Income statement measures operating success or failure OVER TIME
Retained Earnings Statement
Statement shows amounts and causes of changes (current period net income and dividends paid out) in retained earnings during the period.
Time period is the same as that covered by the income statement.
Users can evaluate dividend payment practices.
Dividend is not an expense (NOT used in daily operations).
Dividends are payments to stockholders IF there is enough cash to cover what’s owned to creditors
Balance Sheet
Reports assets and claims to assets (liabilities and stockholders’ equity) at a specific point in time.
Assets = Liabilities + Stockholders’ Equity.
Lists assets first, followed by liabilities and stockholders’ equity.
Statement of Cash Flows
Provides answers to:
Where did cash come from during the period?
How was cash used during the period?
What was the change in the cash balance during the period?
A company cannot survive without cash!!!
U.S. companies that are publicly traded must provide shareholders with an annual report. The annual report always includes:
Financial statements.
Management discussion and analysis.
Notes to the financial statements.
Auditor's report.
Management Discussion and Analysis (MD&A)

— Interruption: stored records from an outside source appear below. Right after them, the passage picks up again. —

PR #5, opened 2015-05-06
Improve GNU build system support

Haringat:


msc-:
Please tell me in a nutshell the purpose of these changes. I could already build the KTX library for GNU/Linux using the GNUmakefile in build/GNUmake. The loadtests framework is Windows only so the GNUmakefile does not build that.

I am in the middle of an update to make the load tests portable. This uses GYP to generate project files for multiple platforms and SDL2 to provide a portable framework.

It is not clear to me how this major change will interact with this pull request given my lack of understanding of the purpose of these changes. Please give me your thoughts.

I just attempted to push a new branch with these changes, so that you could look at them, but it uses the new GIT LFS (large file storage) feature, which doesn't seem to be quite ready yet, and the push failed.

Haringat:
Well the reason why I did that was simply that your GNUmakefile did not work for me.
OS: Mageia 5
graphics card: NVIDIA GTX 750 TI
driver: nvidia official driver version 340.58
Compiling lib/checkheader.c failed for gl with "* not declared" on »glCompressedTexImage1D«, »glTexImage1D«, »glCompressedTexImage3D« and »glTexImage3D« (GLES1-3 worked fine).
And as you do not provide any input files for your Makefile finding the cause of the problem would have likely been more work than changing the source tree to generate another one (so I did that). As this worked fine (or worked at all) I kept it and improved it further.
I just pushed my latest changes which should make it all portable to any system having the required tools (e.g. autoconf) installed but sadly I could not test it due to a lack of windows or mac or any other OS but linux.
And for your portable framework: have a look at the "glcore" folder. I used a tool called "glLoadGen" to create a source file that loads all those gl functions directly from the graphics card and provide a fitting header for declarations.

msc-:
Thanks for the info. I compiled on Ubuntu using the GNU makefile but I used the standard Khronos GL header files not those included in the linux distribution. There is really no need to use any other headers.

The GNU makefile was hand created, that is why there are no input files.

Thanks for pointing me at glLoadGen. Why didn't you use GLEW, which has equivalent functionality and is already used by ktx.h and libktx? It's available on Linux too, isn't it.

In view of the major changes coming to the build system for app portability, which, among other things, enable the test app to run on any platform, I have decided not to merge this pull request but will leave it open a while longer in case problems emerge with the new system.

Once I push the changes - I am waiting for access to GitHub's new LFS feature - I would be very grateful if you would take a look at generating make files from the GYP files that will be included and building for Linux. I expect to push the initial version in about 2 weeks. They will appear first in a new branch.

msc-:
The new portable loader tests and build system have been merged to master. If something is still needed to build on Magela 5 with the new build system, please submit a new pull request based on the latest master.

PR #7, opened 2015-06-01
WIP: set GL_TEXTURE_MAX_LEVEL to complete texture

corngood:
Setting GL_TEXTURE_MAX_LEVEL allows a texture with a partial mipmap chain to be complete regardless of filtering mode.

Should it use glTexStorage instead if available?

What should happen on ES1/2?

### DIFF
--- a/lib/loader.c
+++ b/lib/loader.c
@@ -470,6 +470,10 @@ ktxLoadTextureS(struct ktxStream* stream, GLuint* pTexture, GLenum* pTarget,
 	if (texinfo.generateMipmaps && (glGenerateMipmap == NULL)) {
 		glTexParameteri(texinfo.glTarget, GL_GENERATE_MIPMAP, GL_TRUE);
 	}
+#ifdef GL_TEXTURE_MAX_LEVEL
+	if (!texinfo.generateMipmaps)
+		glTexParameteri(texinfo.glTarget, GL_TEXTURE_MAX_LEVEL, header.numberOfMipmapLevels - 1);
+#endif
 
 	if (texinfo.glTarget == GL_TEXTURE_CUBE_MAP) {
 		texinfo.glTarget = GL_TEXTURE_CUBE_MAP_POSITIVE_X;


msc-:
Thanks for this change. I need a little time I don't have right now to check a couple of things before merging it:

1. What, if anything, does the KTX spec say about mipmap completeness. I.e is a file with an incomplete set of mipmaps a valid KTX file.
2. The complexity, or otherwise, of make this a run-time rather than compile time choice. I prefer run-time, if not too complex.

Yes, I would very much like to use glTexStorage when available. It is the way of the future in GL. I simply haven't had the time. I would welcome a contribution.

corngood:
There's not much in the spec other than:
https://www.khronos.org/opengles/sdk/tools/KTX/file_format_spec/#2.11

So apparently a valid ktx texture can either request generation, or specify any number of mipmap levels up to the maximum.  'toktx' will generate textures with numberOfMipmapLevels == 1 when neither --mipmap or --automipmap is specified.

I'll update my patch to set MAX_LEVEL before any image data is set, which should be more friendly to the driver.  I'll also take a look at TexStorage if I get a chance.  There's a good overview of this stuff on:

https://www.opengl.org/wiki/Common_Mistakes#Creating_a_complete_texture

Cheers

msc-:
Thanks for the link. It clearly states that the KTX file does not need a complete mipmap pyramid so setting MAX_LEVEL is good. Please update your patch as you suggested.

Regarding TexStorage, over in issue #8 I have made a suggestion that covers both that request and a way of supporting TexStorage. If you have a chance to take a look at TexStorage, please consider following that suggestion.

corngood:
How about this for now?

I changed the ifdef to look for GL_TEXTURE_MAX_LEVEL.  I know it's not part of ES1/2, but it is available on iOS, so this should work there.  My only concern is if any platforms define it but throw an error at runtime.  I think that's unlikely.

Does this project have automated testing running anywhere?

msc-:
Finally merged. Thanks for the change. Sorry for the delay. My computer broke which backed up my work.

Please look at making the loader use TexStorage when available.

PR #9, opened 2015-08-14
Fix dependency for toktx. Name needs to be cmake name of library

Psy-Fi:
This spawns a warning in cmake 3.0


msc-:
Merged. Thank you.

PR #12, opened 2016-01-31
Modifications to several files to allow for the use of GL3W

Evangel63:
A project I'm working on uses GL3W instead of GLEW, this change allows GL3W to be used as a CMake option.

Commented out case GL_ALPHA_INTEGER in writer.c, was unable to find what it was meant to be, and was undefined on both my GLEW and GL3W build attempts.

Added KHR/khrplatform.h from [1] as it was not include by default, and I have not been able to find it on my Linux Mint system.

[1] http://www.opensource.apple.com/source/X11libs/X11libs-60/mesa/Mesa-7.8.2/include/KHR/khrplatform.h?txt


lib/loader.c
```diff
@@ -128,7 +128,9 @@ static GLboolean supportsSRGB = GL_TRUE;
  * @brief workaround mismatch of glGetString declaration and standard string
  *        function parameters.
  */
-#define glGetString(x) (const char*)glGetString(x)
+#ifndef KTX_USE_GL3W_GETPROC
```
msc-: Why is this #ifdef needed? Does GLEW have the same define? Or is it just unnecessary because the compiler you are using makes char unsigned? If the latter there is no need to #ifdef it. The define is here because gl.h defines this as returning GLubyte but most compilers make char signed.

msc-:
Thank you for this pull request.

I am about to merge a huge set of changes from the 'incoming' branch, amongst which is the addition of a new directory 'other_include' that contains all the Khronos header files including KHR/khrplatform.h. The purpose of these changes is to provide a portable framework for the test programs.

Please integrate your changes with that branch instead. Note that the linux version of gl3loadtests uses static linking, not `GetProcAddr` queries. These are only used on Windows. Also the tests are using SDL not GL3W so probably your changes should be limited to libktx as is this pull request.

GL_ALPHA_INTEGER was added in OpenGL 3.0. It is defined in glext.h. It is also defined in the glew.h that I am using which I downloaded from the glew project here on GitHub. It should not be commented out.

Also please respond to my comment on the change in loader.c.

msc-:
There are further changes coming that affect this pull request. #includes of `gl.h`, etc, have been moved from `ktx.h` to `loader.c`. The changes are on the branch `noglcontext`.  I will be merging them to incoming in the next few days. If you still want to me to include changes for using GL3W, please make them on the `noglcontext` branch, or `incoming` if `noglcontext` has disappeared, and submit a new pull request.

msc-:
Closing due to lack of any response in 6 months to the points raised.

PR #13, opened 2016-02-03
CPU decode optimize.

yutaka-takeda-drecom:
Faster CPU decoding of ETC2 EAC.
about 5% faster. (Measured in Android and iOS)

### DIFF
--- a/lib/etcdec.cxx
+++ b/lib/etcdec.cxx
@@ -726,21 +726,21 @@ void decompressBlockPlanar57c(unsigned int compressed57_1, unsigned int compress
 
 	int xx, yy;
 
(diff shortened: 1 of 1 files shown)


msc-:
This change introduces artefacts when decoding ETC2 images. Please fix and update this merge request.

BTW, you can loadtests on the incoming branch can now be built for iOS.

yutaka-takeda-drecom:
Thank you for reply.

I have to do loadtest.
So, I found a bug .
Bug I was able to fix it,
In that code , there was no speed improvement .

sorry.

msc-:
Thanks for trying.

PR #19, opened 2016-04-11
Issue 18 linux

rjktcby:
This resolves shared libraries builds on Linux systems. Tested on Debian 8, build systems generated with forked gyp: https://github.com/msc-/gyp


msc-:
Thanks. Merged to incoming. Will merge to master after testing on Windows.

msc-:
Merged to master after fixing issues with the Mac build.

PR #29, opened 2016-12-25
Fix toktx crash when argv[0] has no slash.

mpersano:


msc-:
Thank you for the fix.

PR #41, opened 2018-04-19
Fix compilation error when defined KTX_OPENGL_ES2=1.

mmusial:
GLAPIENTRY was used instead of GL_APIENTRY in PFNGLGETSTRINGIPROC typedef.


msc-:
Thank you for the fix and apologies for the delay merging. I have been working on some major items which I'll be landing in incoming in the near future.

PR #63, opened 2018-12-11
Fixed typo

Vallentin:


MarkCallow:
Thanks for the fix. I can't merge it yet because of CI issues even though they are completely unrelated to this PR. Sorry. A download site has stopped service and the place I need to report the problem is insisting on completing a reCaptcha uisng a version that has been shutdown. Sigh!

PR #924, opened 2024-12-20
[Docs] Fix broken links

nhennigan:
Fix broken links and add list of links to ignore to custom_conf due to known sphinx issue with anchors causing false positives.

### DIFF
--- a/docs/canonicalk8s/custom_conf.py
+++ b/docs/canonicalk8s/custom_conf.py
@@ -137,7 +137,10 @@ redirects = {}
 
 # Links to ignore when checking links
 linkcheck_ignore = [
-    'http://127.0.0.1:8000'
+    'http://127.0.0.1:8000',
+    'http://rocks.canonical.com',
+    'about',
+    'https://ceph.io/'
     ]
 
 # Pages on which to ignore anchors
@@ -166,7 +169,7 @@ custom_extensions = [
     'canonical.custom-rst-roles',
     'canonical.terminal-output',
     'notfound.extension',
-    'sphinxcontrib.cairosvgconverter', 
+    'sphinxcontrib.cairosvgconverter',
     ]
 
 # Add custom required Python modules that must be added to the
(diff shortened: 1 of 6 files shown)


louiseschmidtgen (approved):
LGTM, I'm no expert on Sphinx but the changes look sound to me.

docs/canonicalk8s/custom_conf.py
```diff
@@ -137,7 +137,10 @@
 
 # Links to ignore when checking links
 linkcheck_ignore = [
-    'http://127.0.0.1:8000'
+    'http://127.0.0.1:8000',
+    'http://rocks.canonical.com',
+    'about',
+    'https://ceph.io/'
```
bschimke95, line 143: why do we ignore the ceph link?

docs/canonicalk8s/custom_conf.py
```diff
@@ -231,3 +234,11 @@
 .. role:: h2
     :class: hclass2
 '''
+
+custom_linkcheck_anchors_ignore_for_url = [
```
bschimke95, line 238: what does this list do? Could you add a brief comment, please?

bschimke95 (commented):
Generally LGTM, only two minor questions.

docs/canonicalk8s/custom_conf.py
nhennigan: The ceph.io and ceph.com website seems to be returning an error on the linkcheck when I run it. However, when I go from the docs it resolves fine. I am not sure why it is raising a false positive with the ceph site.

docs/canonicalk8s/custom_conf.py
nhennigan: There is a [known issue](https://github.com/sphinx-doc/sphinx/issues/9016) with sphinx that it is unable to resolve some anchors (link to specific part of the page) in urls, even if they exist. With this custom_linkcheck_anchors_ignore_for_url it will ignore the anchors listed in those urls. When that issue is resolved upstream, I will hopefully be able to remove these urls.

PR #927, opened 2024-12-31
CI improvements

petrutlucian94:
* inspect.sh "--detailed" flag that collects logs from all namespaces
* ~~moved~~ copied TICS and Trivy tests to separate scripts
  * these workflows run against other branches (``main``, ``release/*``). We need to backport the scripts there before being able to clean up the workflows.

### DIFF
--- a/k8s/scripts/inspect.sh
+++ b/k8s/scripts/inspect.sh
@@ -7,22 +7,24 @@
 # elevated permissions (sudo).
 #
 # Usage:
-#   ./inspect.sh [output_file] [--detailed]
+#   ./inspect.sh [output_file] [--all-namespaces]
 #
 # Arguments:
-#   output_file  (Optional) The full path and filename for the generated tarball.
-#                If not provided, a default filename based on the current date
-#                and time will be used.
-#   --detailed   (Optional) Acquire detailed debugging information, including logs
-#                from all Kubernetes namespaces.
+#   output_file        (Optional) The full path and filename for the generated tarball.
+#                      If not provided, a default filename based on the current date
+#                      and time will be used.
+#   --all-namespaces   (Optional) Acquire detailed debugging information, including logs
+#                      from all Kubernetes namespaces.
 #
 # Example:
 #   ./inspect.sh /path/to/output.tar.gz
 #   ./inspect.sh  # This will generate a tarball with a default name.
-#   ./inspect.sh --detailed  # Obtain logs from all k8s namespaces.
+#   ./inspect.sh --all-namespaces  # Obtain logs from all k8s namespaces.
 
 INSPECT_DUMP=$(pwd)/inspection-report
-DETAILED=0
+# We won't fetch all namespaces by default to avoid logging potentially sensitive
+# user data.
+ALL_NAMESPACES=0
 
 function log_success {
   printf -- '\033[32m SUCCESS: \033[0m %s\n' "$1"
@@ -59,7 +61,7 @@ function collect_args {
 function collect_cluster_info {
   log_info "Copy k8s cluster-info dump to the final report tarball"
   local FLAGS=""
-  if [[ "$DETAILED" == "1" ]]; then
+  if [[ "$ALL_NAMESPACES" == "1" ]]; then
     FLAGS="--all-namespaces"
   fi
   k8s kubectl cluster-info dump $FLAGS --output-directory "$INSPECT_DUMP/cluster-info" &>/dev/null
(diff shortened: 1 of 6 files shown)


eaudetcobello:
Thanks @petrutlucian94! Adding a flag is OK with me, but is it possible to always collect info. from all namespaces? Does this pollute the inspection report too much for the majority of cases?

tests/tics-scan.sh
```diff
@@ -0,0 +1,34 @@
+#!/usr/bin/env bash
+
+SCRIPT_DIR=$(dirname "$BASH_SOURCE")
```
eaudetcobello, line 3: I tend to favor this, because it resolves to the script's absolute path:

```suggestion
SCRIPT_DIR=$(realpath $(dirname "$BASH_SOURCE"))
```

tests/tics-scan.sh
```diff
@@ -0,0 +1,34 @@
...
+
+set -ex
+cd "${SCRIPT_DIR}/.."
+
+# Install python dependencies
+pip install -r tests/integration/requirements-test.txt
+pip install -r tests/integration/requirements-dev.txt
```
eaudetcobello, line 10: This will fail on Ubuntu 24(?) because of PEP 668. Use a venv instead.

tests/tics-scan.sh
```diff
@@ -0,0 +1,34 @@
...
+
+# Install the TICS and staticcheck
+go install honnef.co/go/tools/cmd/staticcheck@v0.5.1
+. <(curl --silent --show-error 'https://canonical.tiobe.com/tiobeweb/TICS/api/public/v1/fapi/installtics/Script?cfg=default&platform=linux&url=https://canonical.tiobe.com/tiobeweb/TICS/')
+
+# We need to have our project built
+# We load the dqlite libs here instead of doing through make because TICS
+# will try to build parts of the project itself
+sudo add-apt-repository -y ppa:dqlite/dev
+sudo apt install dqlite-tools-v2 libdqlite1.17-dev
```
eaudetcobello, line 30: Missing -y flag

tests/tics-scan.sh
```diff
@@ -0,0 +1,34 @@
...
+sudo make clean
+go build -a ./...
+
+TICSQServer -project k8s-snap -tmpdir /tmp/tics -branchdir $HOME/work/k8s-snap/k8s-snap/
```
eaudetcobello, line 34: Change hardcoded directory `$HOME/work`.

k8s/scripts/inspect.sh
```diff
@@ -173,6 +180,25 @@ if [ "$EUID" -ne 0 ]; then
   exit 1
 fi
 
+POSITIONAL_ARGS=()
+while [[ $# -gt 0 ]]; do
```
bschimke95, line 184: Bash is such a beautiful and simple language.

k8s/scripts/inspect.sh
```diff
@@ -7,18 +7,22 @@
...
 #
 # Usage:
-#   ./inspect.sh [output_file]
+#   ./inspect.sh [output_file] [--detailed]
 #
 # Arguments:
 #   output_file  (Optional) The full path and filename for the generated tarball.
 #                If not provided, a default filename based on the current date
 #                and time will be used.
+#   --detailed   (Optional) Acquire detailed debugging information, including logs
```
bschimke95, line 16: Could you remind me, why we need a separate flag for that and not just use `--all-namespaces` everywhere? I recall there was a reason but lost it over the Christmas break. 

It feels a bit weird that we have a `--detailed` flag for an inspection report that is already supposed to collect all information.

bschimke95 (commented):
Generally LGTM, +1 on @eaudetcobello comments

k8s/scripts/inspect.sh
berkayoz: IIRC we wanted to collect all logs on CI runs however we don't want to collect all logs from the users reporting issues since they have workloads and logs might contain private information.

bschimke95: Right, I remember - could you add the reason to the comment please?

berkayoz: Also why not also rename this to `--all-namespaces` directly? Feels like the intention is clearer.

petrutlucian94:
> Thanks @petrutlucian94! Adding a flag is OK with me, but is it possible to always collect info. from all namespaces? Does this pollute the inspection report too much for the majority of cases?

There were concerns about collecting sensitive user data: https://github.com/canonical/k8s-snap/pull/892#discussion_r1888033671

tests/tics-scan.sh
petrutlucian94: whops, that's a leftover from the github workflow.

k8s/scripts/inspect.sh
petrutlucian94: My take was that a generic ``--detailed`` flag could be reused for other logs as well but I can rename it to ``--all-namespaces``.

eaudetcobello (approved):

Presents management’s view on the company’s ability to (1) pay near-term obligations, (2) its ability to fund operations and expansion, and (3) its results of operations.
Management must highlight (1) favorable or unfavorable trends, and (2) identify significant events and uncertainties that affect these three factors
Notes to the Financial Statements
More detail to clarify the financial statements
Provide additional details about accounting policies
assumptions, estimates, measurement procedures, and details behind the summary numbers
Companies have choices!!!
Notes are essential to understanding a company’s operating performance and financial position
Uncertainties and contingencies
Auditor’s Report
Only certified public accountants (CPA) may sign off on audits.
CPA conduct independent examination of financial reports
Auditor’s opinion as to the fairness of the presentation of the financial position and results of operations and their conformance with GAAP or IFRS.
International standards are referred to as International Financial Reporting Standards (IFRS)
IFRS tends to be simpler in its accounting and disclosure requirements; some people say it is more “principles-based.”
Accounting standards in the United States are referred to as generally accepted accounting principles (GAAP)
GAAP is more detailed; some people say it is more “rules-based.”
The internal control standards applicable to Sarbanes-Oxley (SOX) apply only to large public companies listed on U.S. exchanges.